__ABOUT THIS EXERCISE__:
Search term "import": work out how many lines of the data below contain it, and answer with that number alone.

Stored items from a collection
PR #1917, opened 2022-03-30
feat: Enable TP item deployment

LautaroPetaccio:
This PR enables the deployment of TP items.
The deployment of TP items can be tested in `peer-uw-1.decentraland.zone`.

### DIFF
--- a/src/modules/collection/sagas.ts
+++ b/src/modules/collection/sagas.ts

* * *

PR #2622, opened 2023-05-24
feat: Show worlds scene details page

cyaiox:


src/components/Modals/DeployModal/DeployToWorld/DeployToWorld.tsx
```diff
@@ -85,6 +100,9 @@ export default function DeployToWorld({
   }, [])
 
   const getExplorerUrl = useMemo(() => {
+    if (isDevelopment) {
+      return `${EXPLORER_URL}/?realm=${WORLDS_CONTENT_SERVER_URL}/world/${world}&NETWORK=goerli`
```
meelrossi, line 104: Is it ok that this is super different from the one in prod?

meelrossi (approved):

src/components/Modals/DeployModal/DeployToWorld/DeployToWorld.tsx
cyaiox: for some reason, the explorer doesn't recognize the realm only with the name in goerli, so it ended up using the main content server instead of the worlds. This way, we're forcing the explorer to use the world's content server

---

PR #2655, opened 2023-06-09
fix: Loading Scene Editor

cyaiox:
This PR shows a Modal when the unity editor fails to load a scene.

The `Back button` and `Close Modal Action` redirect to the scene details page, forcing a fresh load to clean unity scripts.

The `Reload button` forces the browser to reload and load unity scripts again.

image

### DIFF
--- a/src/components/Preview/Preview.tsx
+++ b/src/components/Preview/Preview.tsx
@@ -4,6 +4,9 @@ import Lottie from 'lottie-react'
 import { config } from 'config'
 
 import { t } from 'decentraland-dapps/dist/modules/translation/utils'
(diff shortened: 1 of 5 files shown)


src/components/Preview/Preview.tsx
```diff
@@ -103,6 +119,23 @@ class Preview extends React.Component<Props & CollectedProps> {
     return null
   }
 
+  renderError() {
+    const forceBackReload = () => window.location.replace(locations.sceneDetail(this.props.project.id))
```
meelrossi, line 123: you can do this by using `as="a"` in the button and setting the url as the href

__WRITTEN SOLUTION__:
3